La televisión funciona como un hiponotizador masivo, emplazado en un lugar estratégico, para implantar segundo a segundo, unas creencias bastante específicas sobre la realidad. Una vez que esas creencias y categorías están implantadas en la mente de la población global, la información que percibimos a través de nuestros sentidos, la procesamos en función de esas creencias y esas categorías que hemos internalizado previamente a través de los medios. Lo que llamamos cultura de masas, la cultura mediático-consumista a la que está sujeta la población global, es en realidad, una forma de hipnosis masiva. Sin embargo, es posible encontrar cada vez más gente que comienza a ver y denunciar la manipulación que le resulta tan evidente. Empiezan a decirse a sí mismos: “Yo desperté, ahora puedo ver las cosas más claramente”, “Es tiempo de abrir los ojos”.
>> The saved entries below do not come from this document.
PR #2156, opened 2016-01-15
Dc move to bo transition

szok:
- [x] Move DC to BO
- [x] Move BO to DC
- [x] Unit tests

### DIFF
--- a/docs/development/transitions.md
+++ b/docs/development/transitions.md
@@ -55,6 +55,8 @@ Allowed params for field::
     ``field`` - standard form field, e.g. from ``django.forms``,
     ``condition`` - function wich accept one parameter and return boolean, when condition have be met the field will be shown.
 
+Set ``only_one_action`` to ``True`` if the transition is to be only one action requirements.
+
 Set ``return_attachment`` to ``True`` if action return attachment (e.g.: PDF document).
 
 If you want to add additional information to the transition history, you need to add to the dictionary history_kwargs in your action:
--- a/src/ralph/admin/tests/tests_helpers.py
+++ b/src/ralph/admin/tests/tests_helpers.py
@@ -1,11 +1,19 @@
 # -*- coding: utf-8 -*-
+from ddt import data, ddt, unpack
+from django.contrib.contenttypes.models import ContentType
 from django.core.exceptions import FieldDoesNotExist
 from django.test import TestCase
 
-from ralph.admin.helpers import get_field_by_relation_path, getattr_dunder
+from ralph.admin.helpers import (
+    get_content_type_for_model,
+    get_field_by_relation_path,
+    getattr_dunder
+)
 from ralph.assets.models.assets import Asset, Manufacturer
+from ralph.assets.models.base import BaseObject
 
 
+@ddt
 class ModelFieldsTestCase(TestCase):
     def test_return_ok_when_simply_field(self):
         field_name = 'barcode'
@@ -31,3 +39,14 @@ class ModelFieldsTestCase(TestCase):
         a.b = A()
         a.b.name = 'spam'
         self.assertEqual(getattr_dunder(a, 'b__name'), 'spam')
+
+    @unpack
+    @data(
+        (BaseObject, Asset),
+        (Manufacturer, Manufacturer)
+    )
+    def test_get_content_type_for_model(self, expected_model, model):
+        self.assertEqual(
+            ContentType.objects.get_for_model(expected_model),
+            get_content_type_for_model(model)
+        )
--- a/src/ralph/assets/utils.py
+++ b/src/ralph/assets/utils.py
@@ -1,0 +1,31 @@
+# -*- coding: utf-8 -*-
+from django.db import transaction
+
+
+@transaction.atomic
+def move_parents_models(from_obj, to_obj):
+    """
+    Move parents Django model to diffrent model inheriting from
+    the same parent.
+
+    By default Django does not allow the remove of the model without parents.
+    Clean _meta.parents, we remove object and add back default parents to class
+
+    Args:
+        from_obj: From Django model object
+        to_obj: To Django modelo object
+
+    Example:
+        >> instance = DataCenterAsset.objects.get(pk=1)
+        >> back_office_asset = BackOfficeAsset()
+        >> move_parents_models(instance, back_office_asset)
+    """
+    to_obj.__dict__.update(from_obj.__dict__)
+    to_obj.content_type = None
+    to_obj.save()
+    parents = from_obj._meta.parents
+    from_obj._meta.parents = {}
+    try:
+        from_obj.delete()
+    finally:
+        from_obj._meta.parents = parents
--- a/src/ralph/attachments/migrations/0003_auto_20160121_1346.py
+++ b/src/ralph/attachments/migrations/0003_auto_20160121_1346.py
@@ -1,0 +1,47 @@
+# -*- coding: utf-8 -*-
+from __future__ import unicode_literals
+
+from django.db import migrations, models
+from ralph.admin.helpers import get_content_type_for_model
+
+
+def migrate_attachment_item(apps, schema_editor):
+    AttachmentItem = apps.get_model('attachments', 'AttachmentItem')
+    for item in AttachmentItem.objects.all():
+        model = apps.get_model(
+            item.content_type.app_label, item.content_type.model
+        )
+        item.content_type_id = get_content_type_for_model(model).id
+        item.save()
+
+
+def unload_migrate_attachment_item(apps, schema_editor):
+    AttachmentItem = apps.get_model('attachments', 'AttachmentItem')
+    BaseObject = apps.get_model('assets', 'BaseObject')
+    ContentType = apps.get_model('contenttypes', 'ContentType')
+    bo_content_type = ContentType.objects.get_for_model(BaseObject)
+    for item in AttachmentItem.objects.filter(content_type=bo_content_type):
+        content_type = BaseObject.objects.get(
+            pk=item.object_id
+        ).content_type
+        item.content_type = content_type
+        item.save()
+
+
+class Migration(migrations.Migration):
+
+    dependencies = [
+        ('attachments', '0002_auto_20151125_1354'),
+        ('back_office', '0003_auto_20151204_0758'),
+        ('data_center', '0004_auto_20151204_0758'),
+        ('domains', '0002_auto_20151125_1354'),
+        ('licences', '0002_auto_20151204_1325'),
+        ('supports', '0005_auto_20160105_1222'),
+    ]
+
+    operations = [
+        migrations.RunPython(
+            migrate_attachment_item,
+            reverse_code=unload_migrate_attachment_item
+        ),
+    ]
--- a/src/ralph/attachments/views.py
+++ b/src/ralph/attachments/views.py
@@ -1,10 +1,15 @@
+import time
+
 from django.forms.models import modelformset_factory
-from django.http import HttpResponseRedirect
+from django.http import FileResponse, HttpResponseRedirect
+from django.shortcuts import get_object_or_404
+from django.utils.http import http_date
+from django.views.generic.base import View
 
 from ralph.admin.views.extra import RalphDetailView
 from ralph.attachments.forms import AttachmentForm
 from ralph.attachments.models import Attachment, AttachmentItem
-from ralph.helpers import add_request_to_form, get_model_view_url_name
+from ralph.helpers import add_request_to_form
 
 
 class AttachmentsView(RalphDetailView):
@@ -38,20 +43,6 @@ class AttachmentsView(RalphDetailView):
         formset = self.get_formset(request)
         return self.render_to_response(self.get_context_data(formset=formset))
 
-    def get_context_data(self, *args, **kwargs):
-        """
-        Extends context by:
-        * url name for attachments for current model
-        """
-        context_data = super().get_context_data(*args, **kwargs)
-        context_data.update({
-            'attachment_url_name': get_model_view_url_name(
-                self.object._meta.model,
-                'attachment',
-            ),
-        })
-        return context_data
-
     def post(self, request, *args, **kwargs):
         """
         Valid and return response from appropriate method depending on
@@ -84,3 +75,24 @@ class AttachmentsView(RalphDetailView):
         return self.render_to_response(
             self.get_context_data(formset=formset)
         )
+
+
+class ServeAttachment(View):
+
+    def get(self, request, id, filename, *args, **kwargs):
+        """
+        All attachments are serving by this view because we need full
+        control (e.g., permissions, rename).
+        """
+        # TODO: respect permissions
+        obj = get_object_or_404(
+            Attachment,
+            id=id,
+            original_filename=filename
+        )
+        fd = open(obj.file.path, 'rb')
+        response = FileResponse(fd, content_type=obj.mime_type)
+        response['Content-Disposition'] = 'attachment; filename="{}"'.format(obj.original_filename)  # noqa
+        http_modified = http_date(time.mktime(obj.modified.timetuple()))
+        response['Last-Modified'] = http_modified
+        return response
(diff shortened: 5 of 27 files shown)


mkurek:
remember about unit tests :)

src/ralph/data_center/models/physical.py
```diff
@@ -435,6 +437,31 @@ def change_rack(cls, instances, request, **kwargs):
...
+    def move_to_bo(cls, instances, request, **kwargs):
+        for instance in instances:
+            back_office_asset = BackOfficeAsset()
+            back_office_asset.__dict__.update(instance.__dict__)
+            back_office_asset.region = Region.objects.get(name='pl')
+            back_office_asset.warehouse = Warehouse.objects.first()
+            back_office_asset.save()
+
+            parents = instance._meta.parents
+            instance._meta.parents = {}
```
mkurek: write some comment what is going on here and why this workaround is necessary.

src/ralph/data_center/models/physical.py
```diff
@@ -435,6 +437,31 @@ def change_rack(cls, instances, request, **kwargs):
...
+    @transition_action(
+        verbose_name=_('Set as BackOffice Asset'),
+        disable_history=True,
+        disable_save_object=True
+    )
+    def move_to_bo(cls, instances, request, **kwargs):
+        for instance in instances:
+            back_office_asset = BackOfficeAsset()
+            back_office_asset.__dict__.update(instance.__dict__)
+            back_office_asset.region = Region.objects.get(name='pl')
```
mkurek: region and warehouse should be transition field

src/ralph/assets/utils.py
```diff
@@ -0,0 +1,26 @@
...
+    Example:
+        >> instance = DataCenterAsset.objects.get(pk=1)
+        >> back_office_asset = BackOfficeAsset()
+        >> move_parents_models(instance, back_office_asset)
+    """
+    to_obj.__dict__.update(from_obj.__dict__)
+    to_obj.save()
+    parents = from_obj._meta.parents
+    from_obj._meta.parents = {}
+    from_obj.delete()
```
mkurek: what if there will be some exception during deletion? parent will be empty for all further objects. this should be wrapped in try-finally imo

src/ralph/back_office/models.py
```diff
@@ -506,6 +507,39 @@ def loan_report(cls, instances, request, **kwargs):
             language=kwargs['report_language']
         )
 
+    @classmethod
+    @transition_action(
+        verbose_name=_('Set as DataCenter Asset'),
+        disable_history=True,
+        disable_save_object=True,
+        form_fields={
+            'rack': {
```
mkurek, line 524: what about position?

src/ralph/back_office/models.py
```diff
@@ -506,6 +507,39 @@ def loan_report(cls, instances, request, **kwargs):
             language=kwargs['report_language']
         )
 
+    @classmethod
+    @transition_action(
+        verbose_name=_('Set as DataCenter Asset'),
+        disable_history=True,
+        disable_save_object=True,
+        form_fields={
```
mkurek, line 523: we should think if model should be changed here as well

src/ralph/assets/utils.py
```diff
@@ -0,0 +1,26 @@
+# -*- coding: utf-8 -*-
+
+
+def move_parents_models(from_obj, to_obj):
```
mkurek, line 6: this should be executed in one transaction

ghost:
There should be information about moving in history or something.

src/ralph/assets/utils.py
```diff
@@ -0,0 +1,30 @@
...
+    Args:
+        from_obj: From Django model object
+        to_obj: To Django modelo object
+
+    Example:
+        >> instance = DataCenterAsset.objects.get(pk=1)
+        >> back_office_asset = BackOfficeAsset()
+        >> move_parents_models(instance, back_office_asset)
+    """
+    with transaction.atomic():
```
mkurek: decorator for this function will be enough

src/ralph/assets/utils.py
```diff
@@ -0,0 +1,30 @@
...
+        to_obj.__dict__.update(from_obj.__dict__)
```
mkurek: what about content type of "final" object - is it properly handled here? https://github.com/allegro/ralph/blob/ng/src/ralph/lib/polymorphic/models.py#L176

src/ralph/admin/tests/tests_helpers.py
```diff
@@ -31,3 +37,14 @@ class A():
         a.b = A()
         a.b.name = 'spam'
         self.assertEqual(getattr_dunder(a, 'b__name'), 'spam')
+
```
ar4s: use ``@ddt``

src/ralph/back_office/tests/test_models.py
```diff
@@ -271,6 +275,26 @@ def setUp(self):
         messages = FallbackStorage(self.request)
         setattr(self.request, '_messages', messages)
 
+    def test_move_as_data_center_asset(self):
+        bo_asset = BackOfficeAssetFactory()
```
mkurek, line 280: please add unit test where there is some transition history and attachments attached to asset (we've to make sure that this will be visible from new object too).

src/ralph/attachments/views.py
```diff
@@ -84,3 +75,24 @@ def formset_invalid(self, formset):
...
+
+    def get(self, *args, **kwargs):
+        """
+        All attachments are serving by this view because we need full
+        control (e.g., permissions, rename).
+        """
+        # TODO: respect permissions
+        obj = get_object_or_404(
+            Attachment,
+            id=self.kwargs['id'],
```
mkurek: why not kwargs['id']? you could use another definition too imo: `def get(self, request, id, filename)`

src/ralph/attachments/views.py
```diff
@@ -84,3 +75,24 @@ def formset_invalid(self, formset):
...
+            original_filename=self.kwargs['filename']
+        )
+        fd = open(obj.file.path, 'rb')
```
mkurek: you're not closing file descriptor. use context manager here and wrap it in try-except for open-related exceptions (raise 4XX)

src/ralph/back_office/models.py
```diff
@@ -508,6 +510,53 @@ def loan_report(cls, instances, request, **kwargs):
             language=kwargs['report_language']
         )
 
+    @classmethod
+    @transition_action(
+        verbose_name=_('Set as DataCenter Asset'),
```
mkurek: 'Convert to DataCenter Asset' will fit here better imo

src/ralph/back_office/models.py
```diff
@@ -508,6 +510,53 @@ def loan_report(cls, instances, request, **kwargs):
...
+        }
+    )
+    def move_as_data_center_asset(cls, instances, request, **kwargs):
+        from ralph.data_center.models.physical import DataCenterAsset, Rack  # noqa
+        with transaction.atomic():
+            for i, instance in enumerate(instances):
+                data_center_asset = DataCenterAsset()
+                try:
+                    move_parents_models(instance, data_center_asset)
+                except Exception as e:
```
mkurek: do we know what exceptions expect here?

src/ralph/back_office/models.py
```diff
@@ -517,7 +566,10 @@ def hostname_assigning(sender, instance, raw, using, **kwargs):
     if getattr(settings, 'BACK_OFFICE_ASSET_AUTO_ASSIGN_HOSTNAME', None):
         if instance.status == BackOfficeAssetStatus.in_progress:
             if instance.pk:
-                bo_asset = BackOfficeAsset.objects.get(pk=instance.pk)
+                try:
+                    bo_asset = BackOfficeAsset.objects.get(pk=instance.pk)
+                except BackOfficeAsset.DoesNotExist:
```
mkurek, line 574: add some comment when this exception could occur + add logging here

src/ralph/back_office/models.py
```diff
@@ -517,7 +566,10 @@ def hostname_assigning(sender, instance, raw, using, **kwargs):
...
+                    return
                 if bo_asset.status == BackOfficeAssetStatus.in_progress:
                     return
             logging.info((
```
mkurek: here should be logger used, not logging

src/ralph/lib/transitions/models.py
```diff
@@ -258,6 +261,8 @@ def run_field_transition(
             action, transition
         ))
         func = getattr(first_instance, action.name)
+        if func.disable_save_object:
```
ar4s: ??

src/ralph/data_center/models/physical.py
```diff
@@ -439,6 +443,42 @@ def change_rack(cls, instances, request, **kwargs):
         for instance in instances:
             instance.rack = rack
 
+    @classmethod
+    @transition_action(
```
mkurek, line 480: this action should be the only action in single transition - add additional param to check for that.

src/ralph/lib/transitions/models.py
```diff
@@ -238,10 +241,9 @@ def run_field_transition(
     """
     Execute all actions assigned to the selected transition.
     """
-    if not isinstance(instances, Iterable):
+    if not isinstance(instances, list):
```
mkurek: why did you change that?

mkurek:
update functions (form commit comment) should be moved to migration

src/ralph/attachments/migrations/0003_auto_20160121_1346.py
```diff
@@ -0,0 +1,40 @@
...
+        )
+        item.save()
+
+
+def unload_migrate_attachment_item(apps, schema_editor):
+    AttachmentItem = apps.get_model('attachments', 'AttachmentItem')
+    for item in AttachmentItem.objects.all():
+        content_type = item.content_type.model_class().objects.get(
+            pk=item.object_id
+        ).content_type
```
mkurek, line 26: this will not work for not-polymorphic objects

src/ralph/back_office/models.py
szok, line 574: Done

src/ralph/data_center/models/physical.py
szok, line 480: Done

src/ralph/back_office/models.py
szok: We don't know, unfortunately.

src/ralph/lib/transitions/models.py
szok: Because list it is later modified.

ghost: This is unclear to me.

szok: We expect that here is a list of instances not queryset.
Because that list is modified for bulk transitions.
If this is not a list that is that we operate on one object and we can create a new one.

ghost: Then how it works when `instances` is e.g.: tuple (or any other iterable - is it possible that instances are something else then `list`?)

szok: Tuple can not be modified.
As I wrote, we need an object that can be modified. The only such a list.

If my solution for the transition is not good, ask for suggestions for a better solution move bo to dc and dc to bo. There must be the possibility of redirects to the new objects from transitions.

mkurek: So maybe sth like this:

```
if not isinstance(instances, Iterable):  # it only happens where single model instance is passed to this function (old-style transitions)
    instances = [instances]
instances = list(instances)
```

src/ralph/lib/transitions/decorators.py
```diff
@@ -14,6 +14,8 @@ def decorator(func):
         func.run_after = kwargs.get('run_after', [])
         func.help_text = kwargs.get('help_text', '')
         func.precondition = kwargs.get('precondition', lambda instances: {})
+        func.disable_save_object = kwargs.get('disable_save_object', False)
+        func.only_one_action = kwargs.get('only_one_action', False)
```
mkurek, line 18: add information about these params to transitions documentation

src/ralph/lib/transitions/models.py
szok: This concept is not good.
Because they function inside run_field_transition we can not generate a new list because we lose a reference to it and redirect is will not work.

 I change it to run_field_transition received only a list, then the problem will disappear.

src/ralph/lib/transitions/decorators.py
szok, line 18: Done

src/ralph/lib/transitions/models.py
```diff
@@ -334,10 +338,6 @@ def __new__(cls, name, bases, attrs):
             _transitions_fields[new_class] = fields
             for field in fields:
                 new_class.add_to_class(
-                    'run_{}_transition'.format(field),
```
szok, line 340: @ar4s What do you think about delete this? and use only from run_field_transition()

ar4s, line 340: :ok:

src/ralph/back_office/models.py
mkurek: so IMO we shouldn't catch exception here - instead of it we should catch every exception in transition action call https://github.com/allegro/ralph/blob/ng/src/ralph/lib/transitions/models.py#L270

src/ralph/data_center/tests/test_models.py
```diff
@@ -159,9 +162,22 @@ def setUp(self):
             parent=self.dc_asset,
         )
 
-    # =========================================================================
-    # slot_no
-    # =========================================================================
```
mkurek, line 164: why do you remove this?

src/ralph/lib/transitions/models.py
```diff
@@ -68,8 +71,8 @@ def _generate_transition_history(
 
     return TransitionsHistory(
         transition_name=transition.name,
-        content_type=ContentType.objects.get_for_model(instance._meta.model),
-        object_id=instance.pk,
+        content_type=get_content_type_for_model(instance._meta.model),
+        object_id=instance.id,
```
mkurek: why id, not pk?

src/ralph/lib/transitions/tests/test_models.py
```diff
@@ -14,6 +14,7 @@
     _sort_graph_topologically,
     Action,
     CycleError,
+    run_field_transition,
```
mkurek, line 17: please test case when exception is raised in some transition action

szok, line 17: Done

mkurek:
:ok:

docs/development/transitions.md
```diff
@@ -55,6 +55,8 @@ Allowed params for field::
     ``field`` - standard form field, e.g. from ``django.forms``,
     ``condition`` - function wich accept one parameter and return boolean, when condition have be met the field will be shown.
 
+Set ``only_one_action`` to ``True`` if the transition is to be only one action requirements.
```
xliiv: What does it mean?

src/ralph/back_office/models.py
```diff
@@ -523,10 +569,20 @@ def hostname_assigning(sender, instance, raw, using, **kwargs):
     if getattr(settings, 'BACK_OFFICE_ASSET_AUTO_ASSIGN_HOSTNAME', None):
         if instance.status == BackOfficeAssetStatus.in_progress:
             if instance.pk:
-                bo_asset = BackOfficeAsset.objects.get(pk=instance.pk)
+                try:
+                    bo_asset = BackOfficeAsset.objects.get(pk=instance.pk)
+                except BackOfficeAsset.DoesNotExist:
+                    # Can not assign a new hostname, because there are
+                    # not yet saved the object.
+                    logger.debug(
```
szok: use info

src/ralph/back_office/models.py
```diff
@@ -514,6 +515,51 @@ def loan_report(cls, instances, request, **kwargs):
             language=kwargs['report_language']
         )
 
+    @classmethod
+    @transition_action(
+        verbose_name=_('Convert to DataCenter Assett'),
```
szok: assett

ghost:
:ok:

Cuando empezás a investigar los mensajes subliminales de la publicidad y la cultura mediático-consumista, lo que más sorprende no es tanto el hecho de que exista tal cosa, ni la impunidad con la que se exhibe, sino que lo que sorprende más es la escala en la que se desarrolla el fenómeno… Nuestra conciencia está siendo bombardeada por una explosión permanente de mensajes adictivos y de alto contenido ideológico. Mediante la repetición continua, estos mensajes adictivos y de aspecto altamente apetecibles, se implantan en forma subliminal en el psiquismo de los espectadores. La mente infantil, más tierna y vulnerable, absorve toda la información como una esponja en sus estratos inconscientes. Los arquitectos de esta gran ficción mediática en la que vivimos implantan estos pensamientos en un nivel subliminal, inconciente, para construir las subjetividades que serán funcionales a sus intereses. Luego, creemos que tenemos nuestros propios pensamientos, cuando lo cierto es que nuestras creencias más íntimas han sido performadas por la influencia de la culura de masas.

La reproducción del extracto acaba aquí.